▶ [TO DO] In the material below, how many lines include the word "ignored"? Write only the number.

BEGIN DATA TO USE

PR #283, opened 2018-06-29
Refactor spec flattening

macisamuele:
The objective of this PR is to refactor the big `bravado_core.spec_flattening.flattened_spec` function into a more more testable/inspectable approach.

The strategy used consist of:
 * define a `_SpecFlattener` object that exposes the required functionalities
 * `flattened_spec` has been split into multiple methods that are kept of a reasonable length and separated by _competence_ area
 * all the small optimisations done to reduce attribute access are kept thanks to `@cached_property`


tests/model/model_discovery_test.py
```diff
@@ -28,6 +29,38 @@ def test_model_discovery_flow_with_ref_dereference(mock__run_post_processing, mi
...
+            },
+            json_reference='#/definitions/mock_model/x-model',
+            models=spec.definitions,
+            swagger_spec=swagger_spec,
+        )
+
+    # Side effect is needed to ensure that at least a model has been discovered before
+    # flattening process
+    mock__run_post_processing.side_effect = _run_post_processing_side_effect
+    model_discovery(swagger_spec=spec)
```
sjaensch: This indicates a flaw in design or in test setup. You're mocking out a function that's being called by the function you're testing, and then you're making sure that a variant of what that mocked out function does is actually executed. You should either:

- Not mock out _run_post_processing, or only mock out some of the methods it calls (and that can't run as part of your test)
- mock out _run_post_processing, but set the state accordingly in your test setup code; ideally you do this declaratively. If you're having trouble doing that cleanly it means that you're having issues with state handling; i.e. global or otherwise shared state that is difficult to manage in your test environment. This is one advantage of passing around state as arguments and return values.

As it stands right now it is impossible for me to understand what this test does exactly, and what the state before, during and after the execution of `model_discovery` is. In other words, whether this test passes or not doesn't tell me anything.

END DATA TO USE
BEGIN DATA TO USE

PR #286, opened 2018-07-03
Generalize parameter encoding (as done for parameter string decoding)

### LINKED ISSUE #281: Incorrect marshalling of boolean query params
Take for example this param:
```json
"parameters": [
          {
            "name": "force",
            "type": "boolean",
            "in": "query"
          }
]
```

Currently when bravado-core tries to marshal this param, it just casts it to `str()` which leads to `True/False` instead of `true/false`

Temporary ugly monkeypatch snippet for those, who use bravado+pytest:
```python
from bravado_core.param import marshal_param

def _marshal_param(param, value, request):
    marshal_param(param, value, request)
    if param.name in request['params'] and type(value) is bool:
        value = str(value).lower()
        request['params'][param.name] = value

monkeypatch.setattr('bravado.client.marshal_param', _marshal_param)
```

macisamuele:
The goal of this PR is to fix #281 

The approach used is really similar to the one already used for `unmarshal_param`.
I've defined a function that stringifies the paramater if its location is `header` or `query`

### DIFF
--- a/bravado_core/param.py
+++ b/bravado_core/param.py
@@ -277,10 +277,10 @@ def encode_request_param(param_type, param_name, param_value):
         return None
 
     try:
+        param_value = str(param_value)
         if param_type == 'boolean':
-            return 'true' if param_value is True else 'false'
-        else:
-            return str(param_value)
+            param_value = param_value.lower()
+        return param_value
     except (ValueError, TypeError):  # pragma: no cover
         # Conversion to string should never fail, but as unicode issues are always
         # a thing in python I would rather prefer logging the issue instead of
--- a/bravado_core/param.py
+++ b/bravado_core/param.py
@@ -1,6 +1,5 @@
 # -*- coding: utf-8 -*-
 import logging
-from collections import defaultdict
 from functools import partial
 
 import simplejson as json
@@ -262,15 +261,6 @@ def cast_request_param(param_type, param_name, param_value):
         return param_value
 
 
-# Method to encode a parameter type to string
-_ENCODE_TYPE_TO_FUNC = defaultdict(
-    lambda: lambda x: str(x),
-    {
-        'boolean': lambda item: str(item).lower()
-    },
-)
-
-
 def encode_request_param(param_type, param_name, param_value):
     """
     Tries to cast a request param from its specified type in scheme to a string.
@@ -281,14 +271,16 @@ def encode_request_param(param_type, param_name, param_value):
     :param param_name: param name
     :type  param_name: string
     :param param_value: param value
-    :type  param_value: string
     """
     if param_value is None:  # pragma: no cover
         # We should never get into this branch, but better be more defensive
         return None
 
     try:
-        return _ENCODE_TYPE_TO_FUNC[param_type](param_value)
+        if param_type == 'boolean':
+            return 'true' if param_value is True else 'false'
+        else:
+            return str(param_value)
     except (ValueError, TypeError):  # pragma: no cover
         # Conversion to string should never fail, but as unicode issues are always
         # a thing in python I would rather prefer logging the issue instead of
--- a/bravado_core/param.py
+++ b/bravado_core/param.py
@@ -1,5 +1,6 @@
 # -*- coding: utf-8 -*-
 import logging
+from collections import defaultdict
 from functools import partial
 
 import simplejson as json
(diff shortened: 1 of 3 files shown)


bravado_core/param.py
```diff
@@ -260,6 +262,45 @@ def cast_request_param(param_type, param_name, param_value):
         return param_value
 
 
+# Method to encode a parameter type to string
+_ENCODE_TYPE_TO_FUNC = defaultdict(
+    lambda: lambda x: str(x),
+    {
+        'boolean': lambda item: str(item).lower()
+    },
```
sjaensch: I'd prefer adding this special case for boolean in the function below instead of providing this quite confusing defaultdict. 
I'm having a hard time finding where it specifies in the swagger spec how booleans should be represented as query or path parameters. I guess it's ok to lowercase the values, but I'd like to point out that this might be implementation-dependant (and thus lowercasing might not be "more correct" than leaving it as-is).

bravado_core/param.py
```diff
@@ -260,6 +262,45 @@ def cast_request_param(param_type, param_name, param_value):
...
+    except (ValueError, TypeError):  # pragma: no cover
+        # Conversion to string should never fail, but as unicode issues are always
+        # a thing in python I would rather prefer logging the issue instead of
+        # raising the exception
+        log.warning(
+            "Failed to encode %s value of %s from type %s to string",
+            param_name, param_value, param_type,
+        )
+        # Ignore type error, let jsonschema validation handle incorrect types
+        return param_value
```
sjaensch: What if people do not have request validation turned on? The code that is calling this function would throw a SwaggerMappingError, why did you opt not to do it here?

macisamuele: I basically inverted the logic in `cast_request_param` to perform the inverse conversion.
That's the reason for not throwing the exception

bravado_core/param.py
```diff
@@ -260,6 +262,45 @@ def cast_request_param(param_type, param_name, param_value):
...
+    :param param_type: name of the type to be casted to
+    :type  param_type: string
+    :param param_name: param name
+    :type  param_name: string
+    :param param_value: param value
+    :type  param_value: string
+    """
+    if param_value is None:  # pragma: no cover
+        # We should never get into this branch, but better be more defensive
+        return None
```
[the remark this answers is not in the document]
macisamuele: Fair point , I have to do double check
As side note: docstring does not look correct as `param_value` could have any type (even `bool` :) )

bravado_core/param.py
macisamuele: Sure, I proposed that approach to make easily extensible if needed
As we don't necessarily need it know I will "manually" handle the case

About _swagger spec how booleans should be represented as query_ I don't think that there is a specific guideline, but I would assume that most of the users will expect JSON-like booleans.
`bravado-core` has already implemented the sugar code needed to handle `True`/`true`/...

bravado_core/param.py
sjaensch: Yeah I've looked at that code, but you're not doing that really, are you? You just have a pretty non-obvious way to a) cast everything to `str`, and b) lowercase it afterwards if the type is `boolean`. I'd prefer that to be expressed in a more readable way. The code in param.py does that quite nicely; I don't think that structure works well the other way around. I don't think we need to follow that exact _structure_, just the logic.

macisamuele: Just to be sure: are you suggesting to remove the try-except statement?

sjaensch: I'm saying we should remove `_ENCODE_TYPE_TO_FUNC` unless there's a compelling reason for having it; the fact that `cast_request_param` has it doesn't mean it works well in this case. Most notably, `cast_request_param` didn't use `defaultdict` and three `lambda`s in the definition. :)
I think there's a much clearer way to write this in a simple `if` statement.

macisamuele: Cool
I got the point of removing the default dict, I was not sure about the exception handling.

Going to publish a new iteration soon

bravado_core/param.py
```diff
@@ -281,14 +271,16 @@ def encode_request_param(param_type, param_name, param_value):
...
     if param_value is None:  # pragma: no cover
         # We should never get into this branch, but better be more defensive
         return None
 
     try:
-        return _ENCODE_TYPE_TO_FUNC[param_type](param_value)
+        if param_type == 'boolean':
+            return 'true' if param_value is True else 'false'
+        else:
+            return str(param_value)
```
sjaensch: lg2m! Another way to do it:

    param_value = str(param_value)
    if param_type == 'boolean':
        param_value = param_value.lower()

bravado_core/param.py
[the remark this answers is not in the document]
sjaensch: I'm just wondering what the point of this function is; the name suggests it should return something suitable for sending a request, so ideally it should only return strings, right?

END DATA TO USE
BEGIN DATA TO USE

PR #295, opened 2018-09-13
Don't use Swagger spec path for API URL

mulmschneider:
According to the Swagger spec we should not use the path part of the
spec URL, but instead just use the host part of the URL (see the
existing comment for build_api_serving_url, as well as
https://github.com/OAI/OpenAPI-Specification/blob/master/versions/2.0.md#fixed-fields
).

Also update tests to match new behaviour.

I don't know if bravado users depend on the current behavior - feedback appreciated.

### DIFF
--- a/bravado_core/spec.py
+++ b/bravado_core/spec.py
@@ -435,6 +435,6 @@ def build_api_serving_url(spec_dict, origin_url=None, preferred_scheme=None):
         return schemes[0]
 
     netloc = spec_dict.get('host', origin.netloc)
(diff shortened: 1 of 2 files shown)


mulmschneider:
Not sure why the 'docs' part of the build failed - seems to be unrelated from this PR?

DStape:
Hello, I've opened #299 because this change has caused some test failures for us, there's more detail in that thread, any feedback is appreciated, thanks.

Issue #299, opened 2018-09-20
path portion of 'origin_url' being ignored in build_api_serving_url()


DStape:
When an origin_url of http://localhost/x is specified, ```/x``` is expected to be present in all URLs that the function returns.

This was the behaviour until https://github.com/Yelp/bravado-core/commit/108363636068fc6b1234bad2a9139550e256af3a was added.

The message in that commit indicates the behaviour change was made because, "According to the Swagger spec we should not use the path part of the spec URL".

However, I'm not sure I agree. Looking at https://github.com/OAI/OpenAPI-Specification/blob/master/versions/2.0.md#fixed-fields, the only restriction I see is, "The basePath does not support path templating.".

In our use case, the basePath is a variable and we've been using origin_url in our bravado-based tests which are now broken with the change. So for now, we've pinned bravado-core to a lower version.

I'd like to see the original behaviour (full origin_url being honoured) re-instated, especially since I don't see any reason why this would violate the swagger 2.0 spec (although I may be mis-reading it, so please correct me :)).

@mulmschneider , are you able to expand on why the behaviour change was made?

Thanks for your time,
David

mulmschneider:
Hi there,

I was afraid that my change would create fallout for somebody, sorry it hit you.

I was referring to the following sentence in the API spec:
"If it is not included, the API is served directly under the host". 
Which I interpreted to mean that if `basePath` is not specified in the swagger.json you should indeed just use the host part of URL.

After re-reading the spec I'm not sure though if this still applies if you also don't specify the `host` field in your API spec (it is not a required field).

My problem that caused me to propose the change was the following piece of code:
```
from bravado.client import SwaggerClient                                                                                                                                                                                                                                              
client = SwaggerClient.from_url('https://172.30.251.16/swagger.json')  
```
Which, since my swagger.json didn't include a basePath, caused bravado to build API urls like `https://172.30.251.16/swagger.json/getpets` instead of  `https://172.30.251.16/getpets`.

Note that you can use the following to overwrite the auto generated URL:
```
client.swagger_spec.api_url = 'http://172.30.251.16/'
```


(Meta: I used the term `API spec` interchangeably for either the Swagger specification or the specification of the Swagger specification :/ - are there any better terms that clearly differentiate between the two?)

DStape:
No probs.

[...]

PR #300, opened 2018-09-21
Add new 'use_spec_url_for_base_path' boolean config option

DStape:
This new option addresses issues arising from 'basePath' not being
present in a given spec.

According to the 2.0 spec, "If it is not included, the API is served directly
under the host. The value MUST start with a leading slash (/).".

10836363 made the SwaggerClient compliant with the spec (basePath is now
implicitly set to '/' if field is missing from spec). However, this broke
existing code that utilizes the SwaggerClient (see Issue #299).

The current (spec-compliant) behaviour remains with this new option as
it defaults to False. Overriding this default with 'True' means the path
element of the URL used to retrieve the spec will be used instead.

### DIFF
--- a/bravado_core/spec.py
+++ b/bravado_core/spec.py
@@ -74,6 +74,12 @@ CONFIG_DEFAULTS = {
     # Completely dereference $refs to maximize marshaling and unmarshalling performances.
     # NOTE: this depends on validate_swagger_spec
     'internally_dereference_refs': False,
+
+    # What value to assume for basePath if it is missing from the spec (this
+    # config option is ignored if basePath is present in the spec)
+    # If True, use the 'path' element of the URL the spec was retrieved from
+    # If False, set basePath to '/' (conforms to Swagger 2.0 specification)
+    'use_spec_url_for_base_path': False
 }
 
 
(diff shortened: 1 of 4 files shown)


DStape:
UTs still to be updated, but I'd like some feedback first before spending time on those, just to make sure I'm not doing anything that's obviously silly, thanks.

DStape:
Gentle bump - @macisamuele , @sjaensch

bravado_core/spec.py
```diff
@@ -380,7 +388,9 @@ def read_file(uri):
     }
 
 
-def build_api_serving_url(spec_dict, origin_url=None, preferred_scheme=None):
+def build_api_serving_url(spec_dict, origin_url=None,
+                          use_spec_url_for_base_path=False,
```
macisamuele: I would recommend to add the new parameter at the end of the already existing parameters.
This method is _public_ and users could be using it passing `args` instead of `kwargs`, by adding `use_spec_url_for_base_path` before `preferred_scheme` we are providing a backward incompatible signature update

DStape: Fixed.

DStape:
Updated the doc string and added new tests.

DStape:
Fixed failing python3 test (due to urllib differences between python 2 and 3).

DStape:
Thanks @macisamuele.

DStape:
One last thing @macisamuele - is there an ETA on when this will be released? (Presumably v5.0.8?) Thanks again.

END DATA TO USE

▶ [ANSWER FOR THE TASK] 2